▶ [Try it] Every line of the material below, from the top through the line with "The problem arises", should be reproduced exactly.

= Beginning of Section =

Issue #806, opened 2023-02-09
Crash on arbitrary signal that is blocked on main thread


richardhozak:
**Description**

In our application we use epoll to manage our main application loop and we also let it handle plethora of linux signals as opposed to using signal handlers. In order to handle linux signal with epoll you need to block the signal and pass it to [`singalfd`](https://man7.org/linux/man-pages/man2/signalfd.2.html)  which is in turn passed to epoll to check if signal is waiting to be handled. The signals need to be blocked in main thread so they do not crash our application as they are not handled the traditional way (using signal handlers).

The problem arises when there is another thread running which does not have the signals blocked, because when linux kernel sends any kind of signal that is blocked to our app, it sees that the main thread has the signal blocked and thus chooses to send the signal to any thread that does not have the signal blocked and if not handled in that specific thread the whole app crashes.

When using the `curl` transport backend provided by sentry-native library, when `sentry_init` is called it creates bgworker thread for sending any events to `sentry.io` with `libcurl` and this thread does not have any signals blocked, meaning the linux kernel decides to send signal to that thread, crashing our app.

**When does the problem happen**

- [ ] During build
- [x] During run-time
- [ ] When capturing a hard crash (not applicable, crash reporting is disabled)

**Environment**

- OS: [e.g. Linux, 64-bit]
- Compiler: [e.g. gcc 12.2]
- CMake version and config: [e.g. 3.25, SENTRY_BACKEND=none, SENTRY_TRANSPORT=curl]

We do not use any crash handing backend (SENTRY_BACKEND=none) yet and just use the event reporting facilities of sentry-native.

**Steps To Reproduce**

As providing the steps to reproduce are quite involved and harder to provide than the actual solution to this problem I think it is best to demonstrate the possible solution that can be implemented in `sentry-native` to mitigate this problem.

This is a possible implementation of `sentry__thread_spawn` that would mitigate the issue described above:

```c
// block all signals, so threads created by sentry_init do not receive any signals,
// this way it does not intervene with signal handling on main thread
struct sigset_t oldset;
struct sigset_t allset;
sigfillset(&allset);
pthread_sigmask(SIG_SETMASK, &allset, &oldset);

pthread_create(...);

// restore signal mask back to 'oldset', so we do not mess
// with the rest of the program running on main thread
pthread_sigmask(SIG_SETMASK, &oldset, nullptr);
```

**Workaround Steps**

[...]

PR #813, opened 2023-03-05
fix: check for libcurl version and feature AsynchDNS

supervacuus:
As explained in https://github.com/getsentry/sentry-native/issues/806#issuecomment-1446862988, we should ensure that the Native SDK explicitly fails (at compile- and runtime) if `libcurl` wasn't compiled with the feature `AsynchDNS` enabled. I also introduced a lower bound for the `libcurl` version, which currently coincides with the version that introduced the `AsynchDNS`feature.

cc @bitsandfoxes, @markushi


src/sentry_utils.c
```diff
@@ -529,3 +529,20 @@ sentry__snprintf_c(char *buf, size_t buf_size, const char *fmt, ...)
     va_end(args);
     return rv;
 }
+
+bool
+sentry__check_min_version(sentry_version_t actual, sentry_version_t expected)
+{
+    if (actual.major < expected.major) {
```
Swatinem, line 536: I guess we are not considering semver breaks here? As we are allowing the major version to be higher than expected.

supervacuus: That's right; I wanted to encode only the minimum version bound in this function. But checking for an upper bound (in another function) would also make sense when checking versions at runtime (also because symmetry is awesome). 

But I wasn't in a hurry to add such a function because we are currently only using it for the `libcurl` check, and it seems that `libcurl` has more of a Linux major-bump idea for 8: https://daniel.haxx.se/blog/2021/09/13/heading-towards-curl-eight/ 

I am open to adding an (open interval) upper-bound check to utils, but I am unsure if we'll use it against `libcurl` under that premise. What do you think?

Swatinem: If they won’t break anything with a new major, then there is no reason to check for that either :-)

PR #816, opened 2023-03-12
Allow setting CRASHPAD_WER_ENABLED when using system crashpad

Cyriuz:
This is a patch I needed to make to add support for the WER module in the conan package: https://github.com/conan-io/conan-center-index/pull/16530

= End of Section =

▶ [Output for this task]
Issue #806, opened 2023-02-09
Crash on arbitrary signal that is blocked on main thread


richardhozak:
**Description**

In our application we use epoll to manage our main application loop and we also let it handle plethora of linux signals as opposed to using signal handlers. In order to handle linux signal with epoll you need to block the signal and pass it to [`singalfd`](https://man7.org/linux/man-pages/man2/signalfd.2.html)  which is in turn passed to epoll to check if signal is waiting to be handled. The signals need to be blocked in main thread so they do not crash our application as they are not handled the traditional way (using signal handlers).

The problem arises when there is another thread running which does not have the signals blocked, because when linux kernel sends any kind of signal that is blocked to our app, it sees that the main thread has the signal blocked and thus chooses to send the signal to any thread that does not have the signal blocked and if not handled in that specific thread the whole app crashes.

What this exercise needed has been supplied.